PR #1955, opened 2021-08-11
Merchant info endpoint groundwork

jurgenwerk:
Ticket: [CS-1432](https://linear.app/cardstack/issue/CS-1432/hub-endpoint-to-create-merchantinfo-generates-and-returns-a-did)

This PR includes all the boilerplate code of adding a new route and a very basic endpoint functionality (insert to DB via POST). 

This is only a part of the bigger feature. I think splitting this feature up into smaller PRs is more convenient to review. 

Missing things (will be added later, probably in a separate PR):
1. Validations
2. DID creation 
3. More comprehensive tests
4. Refactor / DRY up (currently some code is duplicated - serialization, validation stuff)

### DIFF
--- a/packages/hub/config/structure.sql
+++ b/packages/hub/config/structure.sql
@@ -591,6 +591,23 @@ CREATE TABLE graphile_worker.migrations (
 ALTER TABLE graphile_worker.migrations OWNER TO postgres;
 
 --
+-- Name: merchant_infos; Type: TABLE; Schema: public; Owner: postgres
+--
+
+CREATE TABLE public.merchant_infos (
+    id uuid NOT NULL,
+    name text NOT NULL,
+    slug text NOT NULL,
+    color text NOT NULL,
+    text_color text NOT NULL,
+    owner_address text NOT NULL,
+    created_at timestamp without time zone DEFAULT CURRENT_TIMESTAMP NOT NULL
+);
+
+
+ALTER TABLE public.merchant_infos OWNER TO postgres;
+
+--
 -- Name: pgmigrations; Type: TABLE; Schema: public; Owner: postgres
 --
 
@@ -724,6 +741,14 @@ ALTER TABLE ONLY graphile_worker.migrations
 
 
 --
+-- Name: merchant_infos merchant_infos_pkey; Type: CONSTRAINT; Schema: public; Owner: postgres
+--
+
+ALTER TABLE ONLY public.merchant_infos
+    ADD CONSTRAINT merchant_infos_pkey PRIMARY KEY (id);
+
+
+--
 -- Name: pgmigrations pgmigrations_pkey; Type: CONSTRAINT; Schema: public; Owner: postgres
 --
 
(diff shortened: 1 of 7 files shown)


packages/hub/config/structure.sql
```diff
@@ -590,6 +590,22 @@ CREATE TABLE graphile_worker.migrations (
...
 ALTER TABLE graphile_worker.migrations OWNER TO postgres;
 
+--
+-- Name: merchant_infos; Type: TABLE; Schema: public; Owner: postgres
+--
+
+CREATE TABLE public.merchant_infos (
+    id uuid NOT NULL,
+    merchant_name text NOT NULL,
+    merchant_slug text NOT NULL,
```
jurgenwerk, line 600: In the specification, the name for this field is `unique id`. That sounds a bit confusing to me, because `id` is the actually the unique id. So I took the liberty to use the "slug" nomenclature. Let me know if that's ok!

packages/hub/db/migrations/20210809113449561_merchant-infos.js
```diff
@@ -0,0 +1,19 @@
...
+    id: { type: 'uuid', primaryKey: true },
+    merchant_name: { type: 'string', notNull: true },
+    merchant_slug: { type: 'string', notNull: true },
+    color: { type: 'string', notNull: true },
+    text_color: { type: 'string', notNull: true },
+    owner_address: { type: 'string', notNull: true },
+    created_at: { type: 'timestamp', notNull: true, default: pgm.func('current_timestamp') },
+  });
+
+  pgm.createIndex(TABLE, 'merchant_slug', { unique: true });
```
jurgenwerk, line 14: Unique index assures there will be no collisions here. 

However, I just noticed this will allow inserting same strings in different case (upper/lower) which will be a problem. I'm thinking about forcing lowercase before persisting. Thoughts?

jurgenwerk:
@lukemelia can you check and see if this PR looks ok - especially the fields and their properties in the migration? In the meanwhile I'll continue working on the DID part.

packages/hub/db/migrations/20210809113449561_merchant-infos.js
lukemelia: +1 to unique index. I suggest considering using the `citext` module. I believe it is supported on AWS Postgres RDS.

lukemelia (approved):
On the right track. I left a couple of notes about the database questions. Once addressed, good to merge. 👍

packages/hub/db/migrations/20210809113449561_merchant-infos.js
jurgenwerk: Thanks, didn't know this exists! 

I'm a bit reluctant to include new DB extensions unless absolutely necessary (there could be installation issues in various environments, and it's usually something extra to take care of during db provisioning). In this case it can be a simple `toLowercase` when inserting the payload and when filtering. Let me know if you think there's a better solution, but I'm pretty happy with the one I mentioned (will implement this a bit later).

jurgenwerk:
@lukemelia I changed the field names as per your suggestion.

I think this is good to merge now, will do it soon if you agree?

AFAIK the merge will automatically deploy to staging, is that right? Are there any other manual steps included, for example the migration? I guess this is also a good time for me to get familiar with [waypoint](https://linear.app/cardstack/issue/CS-1449/doc-staging-waypoint-setup-last-updated-august-2-2021) so I can learn to do hub deploys 🙃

WORK ORDER:
This exercise calls for an exact reproduction of the material.

RESULT OF THE EXERCISE:
PR #1955, opened 2021-08-11
Merchant info endpoint groundwork

jurgenwerk:
Ticket: [CS-1432](https://linear.app/cardstack/issue/CS-1432/hub-endpoint-to-create-merchantinfo-generates-and-returns-a-did)

This PR includes all the boilerplate code of adding a new route and a very basic endpoint functionality (insert to DB via POST). 

This is only a part of the bigger feature. I think splitting this feature up into smaller PRs is more convenient to review. 

Missing things (will be added later, probably in a separate PR):
1. Validations
2. DID creation 
3. More comprehensive tests
4. Refactor / DRY up (currently some code is duplicated - serialization, validation stuff)

### DIFF
--- a/packages/hub/config/structure.sql
+++ b/packages/hub/config/structure.sql
@@ -591,6 +591,23 @@ CREATE TABLE graphile_worker.migrations (
 ALTER TABLE graphile_worker.migrations OWNER TO postgres;
 
 --
+-- Name: merchant_infos; Type: TABLE; Schema: public; Owner: postgres
+--
+
+CREATE TABLE public.merchant_infos (
+    id uuid NOT NULL,
+    name text NOT NULL,
+    slug text NOT NULL,
+    color text NOT NULL,
+    text_color text NOT NULL,
+    owner_address text NOT NULL,
+    created_at timestamp without time zone DEFAULT CURRENT_TIMESTAMP NOT NULL
+);
+
+
+ALTER TABLE public.merchant_infos OWNER TO postgres;
+
+--
 -- Name: pgmigrations; Type: TABLE; Schema: public; Owner: postgres
 --
 
@@ -724,6 +741,14 @@ ALTER TABLE ONLY graphile_worker.migrations
 
 
 --
+-- Name: merchant_infos merchant_infos_pkey; Type: CONSTRAINT; Schema: public; Owner: postgres
+--
+
+ALTER TABLE ONLY public.merchant_infos
+    ADD CONSTRAINT merchant_infos_pkey PRIMARY KEY (id);
+
+
+--
 -- Name: pgmigrations pgmigrations_pkey; Type: CONSTRAINT; Schema: public; Owner: postgres
 --
 
(diff shortened: 1 of 7 files shown)


packages/hub/config/structure.sql
```diff
@@ -590,6 +590,22 @@ CREATE TABLE graphile_worker.migrations (
...
 ALTER TABLE graphile_worker.migrations OWNER TO postgres;
 
+--
+-- Name: merchant_infos; Type: TABLE; Schema: public; Owner: postgres
+--
+
+CREATE TABLE public.merchant_infos (
+    id uuid NOT NULL,
+    merchant_name text NOT NULL,
+    merchant_slug text NOT NULL,
```
jurgenwerk, line 600: In the specification, the name for this field is `unique id`. That sounds a bit confusing to me, because `id` is the actually the unique id. So I took the liberty to use the "slug" nomenclature. Let me know if that's ok!

packages/hub/db/migrations/20210809113449561_merchant-infos.js
```diff
@@ -0,0 +1,19 @@
...
+    id: { type: 'uuid', primaryKey: true },
+    merchant_name: { type: 'string', notNull: true },
+    merchant_slug: { type: 'string', notNull: true },
+    color: { type: 'string', notNull: true },
+    text_color: { type: 'string', notNull: true },
+    owner_address: { type: 'string', notNull: true },
+    created_at: { type: 'timestamp', notNull: true, default: pgm.func('current_timestamp') },
+  });
+
+  pgm.createIndex(TABLE, 'merchant_slug', { unique: true });
```
jurgenwerk, line 14: Unique index assures there will be no collisions here. 

However, I just noticed this will allow inserting same strings in different case (upper/lower) which will be a problem. I'm thinking about forcing lowercase before persisting. Thoughts?

jurgenwerk:
@lukemelia can you check and see if this PR looks ok - especially the fields and their properties in the migration? In the meanwhile I'll continue working on the DID part.

packages/hub/db/migrations/20210809113449561_merchant-infos.js
lukemelia: +1 to unique index. I suggest considering using the `citext` module. I believe it is supported on AWS Postgres RDS.

lukemelia (approved):
On the right track. I left a couple of notes about the database questions. Once addressed, good to merge. 👍

packages/hub/db/migrations/20210809113449561_merchant-infos.js
jurgenwerk: Thanks, didn't know this exists! 

I'm a bit reluctant to include new DB extensions unless absolutely necessary (there could be installation issues in various environments, and it's usually something extra to take care of during db provisioning). In this case it can be a simple `toLowercase` when inserting the payload and when filtering. Let me know if you think there's a better solution, but I'm pretty happy with the one I mentioned (will implement this a bit later).

jurgenwerk:
@lukemelia I changed the field names as per your suggestion.

I think this is good to merge now, will do it soon if you agree?

AFAIK the merge will automatically deploy to staging, is that right? Are there any other manual steps included, for example the migration? I guess this is also a good time for me to get familiar with [waypoint](https://linear.app/cardstack/issue/CS-1449/doc-staging-waypoint-setup-last-updated-august-2-2021) so I can learn to do hub deploys 🙃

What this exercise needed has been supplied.